Every line with the string "issues" should be copied from the data.
(Excerpted data begins)
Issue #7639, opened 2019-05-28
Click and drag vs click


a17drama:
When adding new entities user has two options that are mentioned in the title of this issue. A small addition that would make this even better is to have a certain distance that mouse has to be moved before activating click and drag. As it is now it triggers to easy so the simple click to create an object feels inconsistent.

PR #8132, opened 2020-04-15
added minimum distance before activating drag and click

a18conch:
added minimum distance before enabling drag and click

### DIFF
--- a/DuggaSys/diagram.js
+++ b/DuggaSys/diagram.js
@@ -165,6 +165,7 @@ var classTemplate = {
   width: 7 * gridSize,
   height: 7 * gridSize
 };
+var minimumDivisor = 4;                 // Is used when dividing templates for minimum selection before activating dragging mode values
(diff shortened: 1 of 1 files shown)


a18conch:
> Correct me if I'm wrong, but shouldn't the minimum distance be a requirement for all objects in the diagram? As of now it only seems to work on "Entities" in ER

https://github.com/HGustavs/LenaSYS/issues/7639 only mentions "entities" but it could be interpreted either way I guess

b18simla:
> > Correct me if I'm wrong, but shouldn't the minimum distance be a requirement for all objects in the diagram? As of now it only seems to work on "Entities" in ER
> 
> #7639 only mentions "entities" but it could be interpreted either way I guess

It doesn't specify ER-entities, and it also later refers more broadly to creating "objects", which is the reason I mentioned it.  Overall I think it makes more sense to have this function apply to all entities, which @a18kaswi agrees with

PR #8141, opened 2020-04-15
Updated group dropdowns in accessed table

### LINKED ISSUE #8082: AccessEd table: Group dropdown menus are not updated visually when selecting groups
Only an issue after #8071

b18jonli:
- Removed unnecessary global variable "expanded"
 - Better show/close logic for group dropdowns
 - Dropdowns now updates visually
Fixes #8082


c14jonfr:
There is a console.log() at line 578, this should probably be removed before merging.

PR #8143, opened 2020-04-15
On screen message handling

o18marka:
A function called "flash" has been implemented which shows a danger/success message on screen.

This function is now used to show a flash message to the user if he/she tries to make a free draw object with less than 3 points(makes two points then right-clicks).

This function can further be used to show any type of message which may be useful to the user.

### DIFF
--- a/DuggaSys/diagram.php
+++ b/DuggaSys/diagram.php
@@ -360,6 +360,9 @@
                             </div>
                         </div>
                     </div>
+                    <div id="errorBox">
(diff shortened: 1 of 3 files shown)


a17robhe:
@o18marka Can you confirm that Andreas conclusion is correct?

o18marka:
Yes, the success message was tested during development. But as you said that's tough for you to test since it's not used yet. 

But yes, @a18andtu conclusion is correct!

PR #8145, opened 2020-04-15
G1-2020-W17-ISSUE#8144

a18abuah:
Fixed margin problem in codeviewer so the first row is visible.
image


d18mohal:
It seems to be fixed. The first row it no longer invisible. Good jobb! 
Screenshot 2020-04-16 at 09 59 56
(Excerpted data ends)
(Excerpted data begins)
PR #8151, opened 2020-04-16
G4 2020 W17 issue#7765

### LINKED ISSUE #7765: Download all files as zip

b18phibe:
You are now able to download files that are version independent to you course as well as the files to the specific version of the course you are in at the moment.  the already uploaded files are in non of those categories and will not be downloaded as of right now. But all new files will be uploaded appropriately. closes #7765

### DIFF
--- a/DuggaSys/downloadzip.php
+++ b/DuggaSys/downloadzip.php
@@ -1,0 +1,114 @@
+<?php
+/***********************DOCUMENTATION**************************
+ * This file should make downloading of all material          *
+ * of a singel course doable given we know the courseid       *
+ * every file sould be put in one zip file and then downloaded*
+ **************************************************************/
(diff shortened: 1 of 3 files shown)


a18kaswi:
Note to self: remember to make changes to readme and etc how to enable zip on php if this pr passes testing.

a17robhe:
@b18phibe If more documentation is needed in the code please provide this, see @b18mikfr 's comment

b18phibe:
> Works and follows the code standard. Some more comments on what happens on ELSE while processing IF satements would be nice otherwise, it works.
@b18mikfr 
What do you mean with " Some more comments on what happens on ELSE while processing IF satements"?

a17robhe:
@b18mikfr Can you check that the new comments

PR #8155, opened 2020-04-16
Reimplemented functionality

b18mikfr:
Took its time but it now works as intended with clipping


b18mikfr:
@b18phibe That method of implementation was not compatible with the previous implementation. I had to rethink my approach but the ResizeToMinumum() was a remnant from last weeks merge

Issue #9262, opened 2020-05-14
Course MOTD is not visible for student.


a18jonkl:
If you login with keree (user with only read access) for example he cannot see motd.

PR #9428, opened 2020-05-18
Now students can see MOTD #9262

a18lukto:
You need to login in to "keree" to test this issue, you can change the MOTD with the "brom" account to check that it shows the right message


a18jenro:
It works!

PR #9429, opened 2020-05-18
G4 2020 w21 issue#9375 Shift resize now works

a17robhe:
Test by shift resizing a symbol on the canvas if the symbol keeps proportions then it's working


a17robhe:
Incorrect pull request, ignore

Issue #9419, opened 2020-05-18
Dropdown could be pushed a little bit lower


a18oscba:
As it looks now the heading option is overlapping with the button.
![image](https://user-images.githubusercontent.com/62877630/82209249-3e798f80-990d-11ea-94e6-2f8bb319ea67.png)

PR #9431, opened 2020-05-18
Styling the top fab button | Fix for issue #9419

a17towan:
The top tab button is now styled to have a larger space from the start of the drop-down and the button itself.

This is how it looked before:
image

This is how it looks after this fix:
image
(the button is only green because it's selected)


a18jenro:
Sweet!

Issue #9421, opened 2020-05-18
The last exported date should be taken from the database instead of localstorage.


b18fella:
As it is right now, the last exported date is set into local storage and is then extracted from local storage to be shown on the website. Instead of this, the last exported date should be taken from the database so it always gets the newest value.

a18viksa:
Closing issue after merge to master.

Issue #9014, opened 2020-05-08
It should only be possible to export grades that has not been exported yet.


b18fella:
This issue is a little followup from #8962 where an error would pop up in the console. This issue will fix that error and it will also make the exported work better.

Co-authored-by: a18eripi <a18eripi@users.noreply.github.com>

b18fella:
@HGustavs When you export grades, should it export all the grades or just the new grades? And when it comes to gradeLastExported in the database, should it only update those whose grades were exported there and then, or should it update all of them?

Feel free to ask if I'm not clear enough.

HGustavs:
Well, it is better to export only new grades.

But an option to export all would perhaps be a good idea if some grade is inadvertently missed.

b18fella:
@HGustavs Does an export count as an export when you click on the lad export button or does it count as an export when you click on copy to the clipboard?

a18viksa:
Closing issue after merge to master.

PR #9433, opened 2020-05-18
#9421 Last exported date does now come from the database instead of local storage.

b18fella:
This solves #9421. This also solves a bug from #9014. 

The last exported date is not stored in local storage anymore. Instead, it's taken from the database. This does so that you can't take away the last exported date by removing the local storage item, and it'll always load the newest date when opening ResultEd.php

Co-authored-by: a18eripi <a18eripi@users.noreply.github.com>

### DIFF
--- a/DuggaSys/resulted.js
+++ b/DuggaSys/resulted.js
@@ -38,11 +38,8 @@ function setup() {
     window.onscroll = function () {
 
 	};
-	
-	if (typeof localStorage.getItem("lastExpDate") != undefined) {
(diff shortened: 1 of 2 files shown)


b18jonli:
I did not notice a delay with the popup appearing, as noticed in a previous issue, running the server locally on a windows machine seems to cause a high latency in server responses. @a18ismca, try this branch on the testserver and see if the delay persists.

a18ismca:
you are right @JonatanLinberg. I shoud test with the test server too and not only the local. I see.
(Excerpted data ends)
(Excerpted data begins)
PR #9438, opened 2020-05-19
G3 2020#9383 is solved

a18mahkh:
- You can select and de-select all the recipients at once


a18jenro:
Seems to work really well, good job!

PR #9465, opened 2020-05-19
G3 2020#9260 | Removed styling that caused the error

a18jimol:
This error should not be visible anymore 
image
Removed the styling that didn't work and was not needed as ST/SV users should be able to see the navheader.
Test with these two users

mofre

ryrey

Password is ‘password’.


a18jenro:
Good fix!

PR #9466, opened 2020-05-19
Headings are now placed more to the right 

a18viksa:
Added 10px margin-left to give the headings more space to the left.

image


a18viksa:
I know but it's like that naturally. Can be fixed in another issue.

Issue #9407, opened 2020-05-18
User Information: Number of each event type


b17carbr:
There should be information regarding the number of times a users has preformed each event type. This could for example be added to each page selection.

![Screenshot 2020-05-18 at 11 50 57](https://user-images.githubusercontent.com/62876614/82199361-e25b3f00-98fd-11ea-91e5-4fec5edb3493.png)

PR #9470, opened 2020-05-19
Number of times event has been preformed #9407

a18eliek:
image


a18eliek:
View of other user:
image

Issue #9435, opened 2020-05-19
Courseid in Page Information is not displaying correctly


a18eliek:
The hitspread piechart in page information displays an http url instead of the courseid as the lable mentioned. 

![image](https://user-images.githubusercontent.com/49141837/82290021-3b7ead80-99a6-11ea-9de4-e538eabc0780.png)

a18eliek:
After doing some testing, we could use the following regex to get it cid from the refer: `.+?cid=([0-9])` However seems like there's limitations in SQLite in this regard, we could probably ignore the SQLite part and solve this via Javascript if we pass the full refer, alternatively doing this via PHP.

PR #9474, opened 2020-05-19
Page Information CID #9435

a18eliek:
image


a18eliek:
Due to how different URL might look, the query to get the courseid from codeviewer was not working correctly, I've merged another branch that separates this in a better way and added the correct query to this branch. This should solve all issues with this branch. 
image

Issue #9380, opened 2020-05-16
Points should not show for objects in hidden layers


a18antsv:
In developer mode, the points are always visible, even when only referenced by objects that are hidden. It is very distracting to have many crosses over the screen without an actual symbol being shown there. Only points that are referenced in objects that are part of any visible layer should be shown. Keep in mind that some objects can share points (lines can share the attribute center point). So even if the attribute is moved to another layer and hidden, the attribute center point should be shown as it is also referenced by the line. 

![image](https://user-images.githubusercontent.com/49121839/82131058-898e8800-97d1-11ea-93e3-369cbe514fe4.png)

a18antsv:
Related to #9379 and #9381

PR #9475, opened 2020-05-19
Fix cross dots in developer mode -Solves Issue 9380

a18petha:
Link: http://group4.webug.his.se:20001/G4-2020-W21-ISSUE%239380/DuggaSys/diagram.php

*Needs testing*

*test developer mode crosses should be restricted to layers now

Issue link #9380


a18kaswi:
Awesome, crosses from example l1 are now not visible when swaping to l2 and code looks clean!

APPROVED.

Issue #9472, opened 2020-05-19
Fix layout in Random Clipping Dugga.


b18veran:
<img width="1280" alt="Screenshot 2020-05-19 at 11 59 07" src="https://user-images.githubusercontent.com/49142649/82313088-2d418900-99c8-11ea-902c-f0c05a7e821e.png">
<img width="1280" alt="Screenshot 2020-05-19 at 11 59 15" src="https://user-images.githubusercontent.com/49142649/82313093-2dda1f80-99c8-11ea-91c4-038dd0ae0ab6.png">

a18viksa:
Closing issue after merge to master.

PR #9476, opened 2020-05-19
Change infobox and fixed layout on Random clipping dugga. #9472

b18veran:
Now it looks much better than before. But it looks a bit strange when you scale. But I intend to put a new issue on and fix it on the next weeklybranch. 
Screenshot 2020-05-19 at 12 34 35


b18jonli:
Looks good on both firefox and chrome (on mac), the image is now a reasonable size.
(Excerpted data ends)
> **Your solution**:
https://github.com/HGustavs/LenaSYS/issues/7639 only mentions "entities" but it could be interpreted either way I guess
Due to how different URL might look, the query to get the courseid from codeviewer was not working correctly, I've merged another branch that separates this in a better way and added the correct query to this branch. This should solve all issues with this branch. 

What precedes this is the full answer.